Kurogane trug eine schwarz-rote Badehose, die ihm bis zu den Knien ging, Yui trug ein ähnliches Modell, auch wenn seine ein wenig betonter geschnitten war. Miyuki hatte einen weißen Bikini an und trug darüber eine Weste, so wie Fye. Die beiden hatten entweder Angst, dass man ihnen was weggucken konnte, oder wollten sich vor der Sonne schützen. In Fyes Fall traf beides zu, in Miyukis nur letzteres. Der einzige, der etwas dunklere Haut und keine Angst vor einem Sonnenbrand haben musste, war Kurogane, auch wenn dieser dann als sie am Strand angekommen waren, von Fye eingecremt wurde. Wohl mehr weil es dem Blonden Spaß machte, als dass dieser es für nötig gehalten hätte, den Größeren vor der Sonne schützen zu müssen.

Sie breitete die Decken auf und spannten den Sonnenschirm auf, doch auch als sie ins Wasser gingen, ließ Fye seine Jacke an, sehr zu Kuroganes Missfallen. Aber er konnte ja auch schlecht sagen: Fye, zieh das blöde Ding aus!

Dann hätte er auch gleich bekannt geben können, dass er mit dem jüngeren Zwilling ins Bett wollte. So weit würde es ja noch kommen…nein, da ärgerte er sich lieber leise vor sich hin. Dazu wurde ihm aber nicht viel Gelegenheit gegeben, da Fye nun im Wasser mit dem Ball spielen wollte und dem Schwarzhaarigen zuwarf. So kam es dann, dass sich die vier eine Weile im Wasser vergnügten, wobei sie nicht weiter als bis zur Hüfte hineingingen und sich dann gegen frühen Nachmittag eine Pause gönnten. Sie lagen auf den Decken und aßen Sandwiches, Fye machte ein kleines Nickerchen und Yui und Miyuki lagen Händchen haltend nebeneinander. Kurogane blieb nichts anderes übrig, als dem schlafenden Fye zuzusehen, damit den anderen beiden nicht viel anzufangen war.
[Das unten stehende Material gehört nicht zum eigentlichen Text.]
PR #543, opened 2026-07-23
Retry indefinitively when connection is broken

elecharny:
To be check if we want to add this PR into master.

As it's an infinite retry, the user will have to kill the process to have it stop.


elecharny:
The branch has been renamed to 489-retry

PR #555, opened 2026-08-07
auto register plugins (#553)

### LINKED ISSUE #553: auto-register plugins
Find a way for auto-registering plugins.

This should be done by generating the env var `LSC.PLUGINS.PACKAGEPATH` (note: separated by `:`) in /usr/bin/lsc

Maybe we could auto-discover the class `org.lsc.plugins.connectors.*.generated` in the libs, else we could add a new file for each plugin that reference this class.

davidcoutadeur:
Fixes #553


davidcoutadeur:
Implementation is done and tested

TODO:
* add documentation about the ways to load plugins
* into plugins projects: package the file loading the plugin

PR #558, opened 2026-08-20
Fixed the Java 1.8 compatibility issue (#556]

### LINKED ISSUE #556: Don't use Java code that is not Java 1.8 compatible in LSC
Currently, due to some old libraries we are using (`javax.transaction.xa`), we need to keep the code compatible with Java 1.8, otherwise we have some errors in Eclipse (due to the module being imported twice, something related to Java 9 modules handling).

Some code have been added recently that is not compatible in the `Ldap2LdapHookSyncTest` class:

```
	// Method for sorting arrays in JSON nodes
	private void sortArrays(JsonNode node) {
		if (node.isArray()) {
			for (JsonNode child : node) {
				sortArrays(child);
			}
			// Sort elements in arrayNode
			var arrayNode = (ArrayNode) node;
			var iter = arrayNode.elements();
			var sortedElemsCopy = new ArrayList<JsonNode>(arrayNode.size());
			while(iter.hasNext()) {
				var n = iter.next();
				sortedElemsCopy.add(n);
			}
			sortedElemsCopy.sort(nodeComparator);
...
```

The `var` keyword was introduced in Java 10 and makes the code non compatible with Java 1.8. Beside that, it makes the code difficult to read...

Another option would be to fix the module problem, but it most certainly requires switching to some more recent versions of gthe transaction API.

elecharny:
Fixes #556

### DIFF
--- a/src/test/java/org/lsc/Ldap2LdapHookSyncTest.java
+++ b/src/test/java/org/lsc/Ldap2LdapHookSyncTest.java
@@ -355,11 +355,11 @@ public class Ldap2LdapHookSyncTest extends CommonLdapSyncTest {
 				sortArrays(child);
 			}
 			// Sort elements in arrayNode
-			var arrayNode = (ArrayNode) node;
-			var iter = arrayNode.elements();
-			var sortedElemsCopy = new ArrayList<JsonNode>(arrayNode.size());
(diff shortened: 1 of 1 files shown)


coudot:
Ok for me, you can merge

Er hatte jetzt aber nicht unbedingt etwas dagegen, diesen hübschen Blonden zu betrachten, der so friedlich vor sich hin schlummerte. Für einen Moment kam Kurogane in die Versuchung, dessen Jacke am Reisverschluss ein Stück zu öffnen und streckte sogar schon die Hand nach ihm aus, fragte sich dann aber was er da tat und ließ es sein. Anstatt seinen besten Freund auszuziehen, legte er sich auf den Rücken und verschränkte die Arme hinterm Kopf. Er dachte darüber nach, wie es soweit hatte kommen können, dass er Fye nun schon am helllichten Tage in der Anwesenheit seines Bruders und dessen Verlobten ausziehen zu wollen. Als sie Kinder gewesen waren, war alles noch so schön einfach gewesen. Sie konnten Händchen haltend zum Spielplatz gehen und sich umarmen, ohne dass man sie seltsam ansah. Damals war das noch ‚süß‘ gewesen, heute hätten sich die Mütter und älteren Damen bestimmt nach ihnen umgedreht und sie als ‚seltsam‘ und ‚abartig‘ bezeichnet. Oh wie heuchlerisch diese Gesellschaft doch war. Wenn man nicht der Norm entsprach, wurde man mit erachtenden Blicken angesehen, es wurde über einen geredet und man wurde verstoßen. Er selbst hatte das noch nicht erleben müssen, doch ihm hatte es schon genügt, das bei Fye mitzubekommen. Dieser hatte vieles durchmachen müssen und der Größere war froh, dass ihm jetzt so gut ging.
 

Er drehte sich zu dem Blonden um und warf ihm einen schon fast liebevoll zärtlichen Blick zu, den man zuvor wohl noch nicht in dieser Form gesehen haben dürfte und der auch nicht mehr so schnell Verwendung finden würde, da es nicht Kuroganes Charakter entsprach, positive Emotionen nach außen zu zeigen und überhaupt zuzulassen. Er strich kurz über das hellblonde Haar, das sich so weich unter seinen Fingern anfühlte und ihnen auch bald wieder entglitt, da es sich der Größere selbst nicht gestattete, diesen Drängen, den anderen zu berühren, weiter nachzugeben. Dennoch Fye schien zu spüren, dass der andere bei ihm war und dass er ihm wohlgesonnen war, sodass er nun leicht lächelte. Ob er wirklich schlief, konnte nicht so einfach gesagt werden, doch in jedem Falle genoss er die leichten Berührungen des anderen, die leider nur von kurzer Dauer gewesen waren, aber schon ausgereicht hatten, um Fye glücklich zu machen.